Tutorial

How to set up an MCP server for Claude and Cursor (beginner-friendly, 2026)

MCP is everywhere in 2026 but most tutorials assume you already know what a server is. This guide starts from zero, ships a real working server, and walks you through wiring it to Claude, Cursor and Antigravity.

May 18, 202614 min readCruxBit Team

We've written about [[mcp-explained-2026|what MCP is and why it matters]]. This post is the other half — actually building one. By the end you'll have a working MCP server in TypeScript that exposes a tool, a resource and a prompt, and it'll be wired into Claude Desktop, Cursor, and Antigravity. Total time: about an hour, including reading.

Who this is for

Anyone who can run `npm install` and read TypeScript. You don't need to know what a JSON-RPC framing protocol is. By the end you'll have built one without ever having to think about it.

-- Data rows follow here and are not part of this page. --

PR #530, opened 2015-11-16
add some sample launch files

devoncarew:
@sethladd - here are some possible launch files. They'll all need `path`s, so we know what files they apply to. And the launch `type` will tell us which launch handler to use.

The other info in there is for the use of the launch types, and will vary between types. The `pub` / `test` one is for a launch type we don't currently support - it's just in there to play with the format.

### DIFF
--- a/.atom/launches/tooltest.yaml
+++ b/.atom/launches/tooltest.yaml
@@ -1,0 +1,10 @@
+# Command-line launch configuration for tool/test.dart.
+type: cli
+path: tool/test.dart
+
+cli:
+  checked: true
+  args:
+    - foo
+    - bar
+    - baz
--- a/.atom/launches/utils_test.yaml
+++ b/.atom/launches/utils_test.yaml
@@ -1,0 +1,7 @@
+# Pub launch configuration for test/utils_test.dart.
+type: pub
+path: test/utils_test.dart
+
+pub:
+  app: test
+  args: -j1 --no-color test/utils_test.dart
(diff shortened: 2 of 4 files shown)


.atom/launches/utils_test.yaml
```diff
@@ -0,0 +1,7 @@
+# Pub launch configuration for test/utils_test.dart.
+type: pub
```
sethladd: does this mean `pub run` ? Maybe we want to specify that clearly.

.atom/launches/tooltest.yaml
```diff
@@ -0,0 +1,10 @@
+# Command-line launch configuration for tool/test.dart.
+type: cli
```
sethladd: Do we want to specify which versions of these types are compatible?

sethladd:
Very cool, thanks for sharing.

.atom/launches/utils_test.yaml
devoncarew: `pub_run`? makes sense to me

.atom/launches/tooltest.yaml
devoncarew: Do you mean versioning the file?

sethladd: Sorry, I meant version of the cli or flutter.

.atom/launches/utils_test.yaml
sethladd: sgtm

.atom/launches/tooltest.yaml
devoncarew: My sense is that that is orthogonal to this file.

1. Mental model in 30 seconds

MCP — who talks to whom
┌─────────────┐    JSON-RPC over stdio / SSE / WebSocket
│ MCP CLIENT  │◄─────────────────────────────────────────►┌─────────────┐
│ (Claude,    │                                           │ MCP SERVER  │
│  Cursor,    │    list_tools, call_tool,                 │ (yours)     │
│  Antigrav…) │    list_resources, read_resource,         │             │
│             │    list_prompts, get_prompt               │   Tools     │
│             │                                           │   Resources │
│             │                                           │   Prompts   │
└─────────────┘                                           └─────────────┘
       │                                                          │
       │  The CLIENT decides when to call. The SERVER             │
       │  exposes the menu. The LLM inside the client             │
       │  picks from the menu when it needs to.                   │
       └──────────────────────────────────────────────────────────┘

Three things a server can offer: tools (functions the LLM can call), resources (data the client can attach to context), and prompts (templated user-invokable instructions). You don't need all three. Start with tools — that's where 90% of the value lives.

2. Prerequisites

  • Node.js 20+ installed (node -v to check)
  • An MCP client to test against (Claude Desktop is the easiest)
  • A text editor (VS Code, Cursor, whatever)

3. Scaffold the project

bash
mkdir my-first-mcp && cd my-first-mcp
npm init -y
npm install @modelcontextprotocol/sdk zod
npm install -D typescript @types/node tsx
npx tsc --init

Open the generated tsconfig.json and confirm "target": "ES2022", "module": "NodeNext", "moduleResolution": "NodeNext". Set "outDir": "./dist".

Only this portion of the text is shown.